For me, they are indivisible. If I get depressed, my entire body—or parts of it—will hurt; my chronic pain makes me depressed. They are constantly in conversation with one another. It’s a lot of work to upkeep this bag of meat that is constantly hellbent on thwarting my day-to-day life! Therapy is just as important as exercise (ugh! But it’s true!) is just as important as taking my medicine is just as important as making sure I get sunshine on my face is just as important as paying attention to what I drink and eat. They all inform each other.

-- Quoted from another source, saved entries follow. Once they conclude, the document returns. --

PR #1346, opened 2026-04-16
Fix: SimpleTiledServer race condition

sligara7:
This resolves the race condition where ThreadedServer.started becomes True when uvicorn opens the socket, but the app's startup_event() might still be running. The code now waits for a successful 200 response from the API before continuing.

Tested using: /tests/test_simple_server.py to verify that check for startup_event() completes does not cause issues.

### DIFF
--- a/tiled/server/simple.py
+++ b/tiled/server/simple.py
@@ -10,6 +10,7 @@ import time
 from typing import Optional, Union, cast
 from urllib.parse import quote_plus, urlparse
 
+import httpx
 import uvicorn
 
 from ..storage import SQLStorage, get_storage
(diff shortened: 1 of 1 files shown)


danielballan (commented):
Thanks! The latest batch of comments from copilot seem legit. Otherwise, this is good to go..

tiled/server/simple.py
```diff
@@ -140,11 +145,47 @@ def __init__(
...
+        # ThreadedServer.started is True as soon as uvicorn opens the
+        # socket, but FastAPI does not serve requests until the lifespan
+        # startup_event() completes. Poll /healthz to wait for that.
+        # Ensure the background server thread is shut down if anything
+        # in the readiness probe fails; otherwise it would leak.
+        try:
+            deadline = time.monotonic() + _STARTUP_TIMEOUT
+            with httpx.Client(trust_env=False) as client:
+                while True:
+                    if not self._server._thread.is_alive():
```
danielballan, line 163: Touching an internal attribute (`_thread`) from outside the object is not ideal. Making `_thread` into `thread` might be a better tradeoff here.

danielballan (changes requested):
One nit, and I notice CI failing.

danielballan (approved):
Oops, meant to "approve" after mentioning the nit-pick.

sligara7:
The failure in CI for Linux 3.13 seems to be something with: The failing job is due to a flaky/off-by-one expectation in tests/test_subscription.py::test_subscribe_after_first_update_from_middle, not an infrastructure/service startup failure.

danielballan (approved):

PR #1409, opened 2026-06-15
revisions_count: implement pagination for metadata revisions

### LINKED ISSUE #1389: Revisions 'next' pagination link is never generated
## Bug

The \`next\` link in the revisions endpoint response is never populated, so it is impossible to paginate through revisions via the API links.

## Root cause

In \`tiled/server/core.py\`, \`construct_revisions_response\` computes \`count = len(data)\` — the number of items on the **current page** — and passes that as \`length_hint\` to \`pagination_links\`:

\`\`\`python
revisions = await entry.revisions(page.offset, page.limit)
data = [...]
count = len(data)  # ← page size, not total count
links = pagination_links(base_url, route, path_parts, page, None, count)
\`\`\`

\`pagination_links\` generates a \`next\` link only when \`page.offset + page.limit < length_hint\`. Since \`length_hint\` equals the current page size (at most \`page.limit\`), this condition is never true, so \`next\` is always \`null\`.

## Fix

Pass the total revision count as \`length_hint\` instead of the page size. This requires either a separate \`COUNT\` query or changing \`revisions()\` to fetch \`limit + 1\` rows so the caller can detect overflow, matching the pattern used in \`keys_range\`/\`items_range\`.

gnzng:
This PR closes #1389 (@genematx).

The revisions endpoint used the current page size as the count, so `meta.count` was just `len(data)` and the `next` pagination link was never generated.

Add `CatalogNodeAdapter.revisions_count()` (a COUNT query) and use it as the length hint in `construct_revisions_response`. 

### Checklist
- [x] Add a Changelog entry

### DIFF
--- a/CHANGELOG.md
+++ b/CHANGELOG.md
@@ -24,8 +24,8 @@ Write the date in place of the "Unreleased" in the case a new version is release
 
 ### Fixed
 
-- The metadata revisions endpoint now reports the total revision count, so 
-all revisions can be paged through via the API.
+- The metadata revisions endpoint now reports the total revision count, so
+  all revisions can be paged through via the API.
 
 
 ## v0.2.11 (2026-05-27)
--- a/CHANGELOG.md
+++ b/CHANGELOG.md
@@ -22,6 +22,11 @@ Write the date in place of the "Unreleased" in the case a new version is release
   retry cannot fix: an unsupported URL scheme and an invalid request such as an
   illegal header value.
 
+### Fixed
+
+- The metadata revisions endpoint now reports the total revision count, so 
+all revisions can be paged through via the API.
+
 
 ## v0.2.11 (2026-05-27)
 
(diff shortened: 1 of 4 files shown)


danielballan (approved):
Thanks @gnzng! Looks good. I'll let @genematx get a look before this goes in. (Might be next week.)

genematx:
Thanks, @gnzng!
Should we add `ORDER BY` in the revisions query (e.g. by `revision_number` or `id`) to ensure that SQL ordering is deterministic before constructing the pages with offset/limit?
Also, would it make sense to have a test that checks that the pages have indeed been constructed (using a mocked small `page_size` or similar monkeypatching), like we do in `test_pagination`?

genematx:
Just pushed a minor performance improvement to reuse the same DB session when querying the revisions with count + a back-compat check. Otherwise, LGTM! Thank you, @gnzng!

genematx (approved):

Issue #1417, opened 2026-07-01
Client "whoami" fails for SimpleTiledServer


nmaytan:
Reported by @jessica-moylan 

Because `SimpleTiledServer` does not configure authentication providers, the client does not receive any authentication links to keep in `server_info` (as the server does not have any). Wiithout these links, `client.context.whoami()` fails violently.

In other places inside Tiled where `whoami` is called, we [check for these links](https://github.com/bluesky/tiled/blob/6e8ee5029b3dc69e3c9c8127920b1aea0c591ece/tiled/client/context.py#L359) before calling `whoami`. We should do the same in `Context.whoami` so that it can print a graceful message ([func](https://github.com/bluesky/tiled/blob/6e8ee5029b3dc69e3c9c8127920b1aea0c591ece/tiled/client/context.py#L1134)).

nmaytan:
Closed in #1418

PR #1418, opened 2026-07-06
Adding a check for authentication links in Context.whoami and a message if they are not present

sjulian4:
Adding a check in the Context.whoami function to ensure that authentication links are present before attempting to access them. This is to prevent the issue of trying to use this function with a SimpleTiledServer as presented in issue [#1417](https://github.com/bluesky/tiled/issues/1417). A graceful message informing the user of the missing authentication is printed, avoiding a NoneType error.

### Checklist
- [x] Add a Changelog entry


tiled/client/context.py
```diff
@@ -1133,14 +1133,17 @@ def force_auth_refresh(self):
...
+            for attempt in retry_context(self):
+                with attempt:
+                    return handle_error(
+                        self.http_client.get(
+                            self.server_info.authentication.links.whoami,
+                            headers={"Accept": MSGPACK_MIME_TYPE},
+                        )
+                    ).json()
+        else:
+            print("Authentication providers were not configured on the server.")
```
danielballan: Software tools, and _libraries_ especially, generally shouldn't print user messages to the stdout. Some alternatives to consider:

1. Just return `None`, silently.
2. Return `None` and issue a warning using `warnings.warn(...)`. (Warnings are sent to the _stderr_ by default.)
3. Return `None` and log at DEBUG, INFO, or WARNING level. All of these go to _stderr_, and the WARNING option is effectively equivalent to what `warnings.warn` does.

danielballan (changes requested):
Thanks for this fix.

I think returning `None` (which you do implicitly here) makes sense. :+1:

I'd like to revisit the choice to print a user message to the standard out; see comments in line.

tiled/client/context.py
sjulian4: Hi, thank you for the feedback! I just updated to use warnings.warn

danielballan (approved):
The test failures are flaky/unrelated.

PR #1423, opened 2026-07-08
Move node access_blob column into association table

nmaytan:
This is WIP, an an intermediate step towards moving towards a streamlined AccessTags table.

This adds an `AccessBlob` dataclass and uses it throughout, rather than just a dict with specific keys.

This is the first in a series of stacked PRs.

### Checklist
- [ ] Add a Changelog entry

### DIFF
--- a/tiled/utils.py
+++ b/tiled/utils.py
@@ -511,6 +511,12 @@ def import_object(colon_separated_string, accept_live_object=True):
         )
 
 
+def access_blob_matches(left, right) -> bool:
+    if left is None or right is None:
+        return left is right
+    return (left.username, left.tags) == (right.username, right.tags)
+
+
 def modules_available(*module_names):
     for module_name in module_names:
         if not importlib.util.find_spec(module_name):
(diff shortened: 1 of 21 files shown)


tiled/utils.py
```diff
@@ -476,6 +476,12 @@ def import_object(colon_separated_string, accept_live_object=True):
         )
 
 
+def access_blob_matches(left, right) -> bool:
+    if left is None or right is None:
+        return left is right
```
genematx, line 516: There might be some inconsistency between `access_blob == None` and `tags=[], username=None` (i.e. empty tags, no username); c.f. `_access_blob_to_orm(None)` returns `AccessBlob` with `tags=[]`. I need to think more about this, but it definitely raised some red flags.

nmaytan: I understand the concern. It should not be possible for `access_blob` to be `None` with these changes, but the case is handled (in multiple places) anyway. That is partly an artifact of working through the change from the column to the table.

nmaytan:
Merged in as part of #1514

PR #1444, opened 2026-07-20
Fix device code auth 

burkeds:
When I try to use OIDCAuthenticator to authenticate a device (the Tiled python client) with Keycloak I get what looks like a malformed URI:

api/v1/auth/provider/keycloak_oidc/token

This is a broken URI brings me to a page that says "method not allowed" or similar. Per the docs, the redirect URI should end in `code` or `device_code`.

I think I found the issue in `tiled.client.context:device_code_grant` 

```python
            else:
                # The device code will be given to Tiled's own implementation
                # of device code flow. Tiled will do authorization code from with the
                # external providers. (This handles cases that ORCID and Globus that do
                # not support device code flow.)
                oauth2_spec = False
                verification_response = http_client.post(auth_endpoint)
                handle_error(verification_response)
                verification = verification_response.json()
                token_endpoint = verification["authorization_uri"]
                verification_uri = verification["verification_uri"]
```

Here I think the authorization_uri and verification_uri are mistakenly swapped. When I swap the token_endpoint and verification_endpoint as in the PR, the device flow is able to contact Keycloak and initiate device auth.

verification_uri and authorization_uri (tiled and 3rd party auth endpoints respectively) are reversed, breaking the device code workflow. Results in no contact with the auth provider and an HTML yield to the downstream client which breaks its JSON decoder.

### DIFF
--- a/tests/test_device_flow.py
+++ b/tests/test_device_flow.py
@@ -13,7 +13,7 @@ from tiled.adapters.mapping import MapAdapter
 from tiled.client import Context
 from tiled.client.auth import TiledAuth
 from tiled.client.constructors import from_context
-from tiled.client.context import prompt_for_credentials
+from tiled.client.context import device_code_grant, prompt_for_credentials
 from tiled.server.app import build_app_from_config
 
 tree = MapAdapter({})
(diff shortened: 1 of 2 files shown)


genematx:
Thanks @burkeds for fixing this. I've added [a couple of regression tests](https://github.com/burkeds/tiled/pull/1) (with Clade); please check if they make sense to you too. Otherwise -- looks good to me.

genematx (approved):

burkeds:
Looks good to me! Thanks for adding the tests.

On days when I don’t feel like myself, I try to take a beat to consider what I need. My acupuncturist gave me a really great tip: ask what the pain wants. So, before I do anything, I try to figure out the why and proceed appropriately. Sometimes I’m in so much pain that I can’t even make it that far, and I need to be in bed for a day or two—and that’s okay, too! I think the key is to be gentle and realize energy is not an endless well. It needs to be replenished, and resting is just as productive—if not more—than answering those fifty emails and working on that project and cleaning the bathroom.
How are you able to stay true to your writing voice? We live in a heightened opinionated society especially due to technology, so how do you filter out the noise when it comes to your writing?
I get it. We’re constantly inundated with information, from sun up to sun down. You can’t look anywhere without being slapped in the face with a hot take. Granted, you could just put your phone down, but who wants to do that???????? I am on my phone all the fucking time, so I am part of the problem. But my phone is where my folder of immaculately curated memes lives, so my time on the phone is a need not a want!!!!!!!!!!
But I care about my craft, so when it comes time to sit the fuck down and write, I recognize that I will inevitably get on Instagram or Twitter. But, like practicing mindfulness, I try to take note of when I stray away from the work, which helps me keep that boundary between what I’m consuming and what I’m creating. The chatter—both from internal and external sources—is constant (and trying to silence it is futile, for me at least), and my writing voice is my tool for navigating through it.
Are you a top or bottom?
Neither. I am a dilapidated dumbwaiter.
Credits
Cover art by: James Jeffers
Editorial assistant: Jesse Adele
You can follow my other unhinged missives by following me on Twitter, Instagram, and Facebook. My debut memoir, Born to Be Public, is out now.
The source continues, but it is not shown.